*EXERCISE GOAL*. Look through the data below and, wherever a line carries the word "components", please copy that line.

+++ PROVIDED INFORMATION

PR #402, opened 2019-01-25
Home page refactor

landonreed:
For a long time the landing page for the application has been just this empty leaflet map and a dropdown selector that doesn't work. This has been really bugging me, so this PR primarily seeks to refresh the landing page. Other things it does:

- Makes things on the landing page (title, description, logo) configurable
- Removes some older components for public viewing of pages that we're not using
- Restyles the user buttons (my account, admin, log out)
- Refreshes things with a new application-wide font (Google's [Sarabun](https://fonts.google.com/specimen/Sarabun))

### Logged out
image

### Logged in
image


lib/public/components/PublicLandingPage.js
```diff
@@ -0,0 +1,86 @@
...
+                {!this.props.user.profile
+                  ? <span>Existing users <Link to='/login'>sign in here</Link>.</span>
+                  : null
+                }
+              </p>
+            </Col>
+          </Row>
+        </Grid>
+        <footer
+          className='footer'
```
evansiroky: This className does not appear to be necessary... unless you create an entry in styles.css and put the style on the following lines there.  Please either remove the className or move the style info into the stylesheet file.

++++++

*RESPONSE BOX*.
- Removes some older components for public viewing of pages that we're not using
lib/public/components/PublicLandingPage.js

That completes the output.